Simone Biles posted to her Instagram story on June 6 that she had suffered “one of, if not the scariest experience of my life,” adding plainly, “But almost dying wasn’t on my bingo card earlier this week.” She shared a photo of her wrist with hospital bands, later images of herself resting in bed with her dogs, and a screenshot of her heart rate — then thanked friends and family for checking in.
The detail that makes the post immediate is simple and stark: Biles said she came close to dying and did not provide specifics. She wrote, “I’m not one to normally share things like this because I value privacy in today’s age,” and appended, “I’ve been in bed resting this week, I’ll explain sooner or later but s/o to my close circle who reached out, checked in, visited & or sent flowers. Loooovveeee y’all.” Biles also noted that her husband, Jonathan Owens, was not with her during the ordeal, writing, “Especially since Jonathan (Owens) was in Indy for practices.” Owens signed with the Indianapolis Colts in March.
Biles’ June 6 post included images that underline the seriousness: a hospital-banded wrist photo, a picture of her reclining in bed, and an image of a heart rate readout. For people trying to reconcile the timeline, the gymnast had posted a trampoline backflip video on June 3 — an upbeat clip that makes the later alarm nearly jarring.
Context sharpens why readers care. Biles is not a casual figure in sport: she has 11 Olympic medals and won four medals at the 2024 Summer Olympics in Paris. She has also been unusually candid in recent years about the physical and mental toll of elite gymnastics. In 2021 she withdrew from five events at the Tokyo Olympics after suffering from what gymnasts call the “twisties,” a dangerous loss of aerial spatial awareness. Biles has warned before that those kinds of mental blocks can make competition unsafe; she told reporters after the 2024 Games that her body had “literally collapsed” when she returned to the village.
The friction in this story is immediate and human. On June 3 she shared a trampoline backflip; by June 6 she was posting hospital bands and saying she had almost died earlier in the week. She gave no medical diagnosis, no timeline beyond “earlier this week,” and no account of what exactly put her life at risk. That omission matters because Biles chose to name the event in the strongest possible terms — “one of, if not the scariest experience of my life” — while also insisting on privacy and promising a future explanation. Her message both alerts the public and withholds the key fact readers want to know: what happened.

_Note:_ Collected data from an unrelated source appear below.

PR #1355, opened 2024-03-25
improve(relayer): Execute destination transactions async

pxrl:
This change updates the relayer to submit transactions as soon as they are ready for each destination chain, rather than waiting until all destination transaction queues are ready. This should reduce the overall execution time for the relayer when it has transactions to submit on multiple chains, and should improve relayer performance on chains with a high chainId.


test/Relayer.BasicFill.ts
```diff
@@ -198,11 +200,7 @@ describe("Relayer: Check for Unfilled Deposits and Fill", async function () {
 
       await updateAllClients();
       await relayerInstance.checkForUnfilledDepositsAndFill();
-      expect(lastSpyLogIncludes(spy, "Filling v3 deposit")).to.be.true;
-      expect(multiCallerClient.transactionCount()).to.equal(1); // One transaction, filling the one deposit.
-
-      const tx = await multiCallerClient.executeTransactionQueue();
-      expect(tx.length).to.equal(1); // There should have been exactly one transaction.
+      expect(lastSpyLogIncludes(spy, "Filled v3 deposit")).to.be.true;
```
pxrl, line 203: fwiw I'm not a huge fan of relying on log inspection to determine whether the test passed or failed, but it seems tricky to retain the ability to see the transaction queue when the queues get executed async.

src/clients/MultiCallerClient.ts
```diff
@@ -120,13 +121,17 @@ export class MultiCallerClient {
   }
 
   // For each chain, collate the enqueued transactions and process them in parallel.
-  async executeTxnQueues(simulate = false): Promise<Record<number, string[]>> {
-    const chainIds = [...new Set(Object.keys(this.valueTxns).concat(Object.keys(this.txns)))];
+  async executeTxnQueues(simulate = false, chainIds: number[] = []): Promise<Record<number, string[]>> {
+    if (chainIds.length === 0) {
+      chainIds = sdkUtils.dedupArray([
```
nicholaspai, line 126: Why not keep the Set?

src/relayer/Relayer.ts
```diff
@@ -369,15 +369,21 @@ export class Relayer {
...
+
       await this.evaluateFills(
         unfilledDeposits.map(({ deposit }) => deposit),
         maxBlockNumbers,
         sendSlowRelays
       );
+
+      const destinationChainId = Number(chainId);
+      if (multiCallerClient.getQueuedTransactions(destinationChainId).length > 0) {
+        await multiCallerClient.executeTxnQueues(simulate, [destinationChainId]);
```
nicholaspai, line 385: I'm trying to think if executing these now has any second order effects of affecting our inventory client logic, can you think of any?

src/clients/MultiCallerClient.ts
pxrl: dedupArray() implements that Set dedplication logic behind the scenes: https://github.com/across-protocol/sdk-v2/blob/8315bf4e6ac02ad435f75411ad060501806b1e89/src/utils/ArrayUtils.ts#L7

nicholaspai (approved):

src/relayer/Relayer.ts
pxrl: An earlier version of this PR definitely had a potential problem because it tried to run each deposit for each destination chain in parallel, and that could have easily messed up the tokenClient in various ways. As the PR currently stands, all chains are executed in parallel, but each of the deposits for the destination chain are evaluated in sequence, and this should ensure that the tokenClient remains coherent.

Calls into the tokenClient are typically qualified by chainId, so it should be OK to run per-chain updates on that in parallel. It also looks like this is the case in the InventoryClient when evaluating the repayment chain.

pxrl:
Status on this PR: thinking about a better way of verifying in tests; relying solely on log inspection isn't great.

The immediate consequence she made plain is rest. Her images show her in bed, receiving visitors and flowers from a close circle who checked in, and she emphasized recuperation over disclosure. Her promise — “I’ll explain sooner or later” — sets the next beat: further information will come only at her discretion. Until she offers that fuller account, the nature of the medical scare, its causes and its implications for her health and any future public plans remain unresolved.
For now, the clearest facts are that a world-class athlete publicly described a near-fatal event, posted evidence of hospital care and recovery, and asked for space while thanking those close to her. That posture — blunt about danger, guarded about detail — is the story’s ending for today and its hinge for whatever she chooses to reveal next.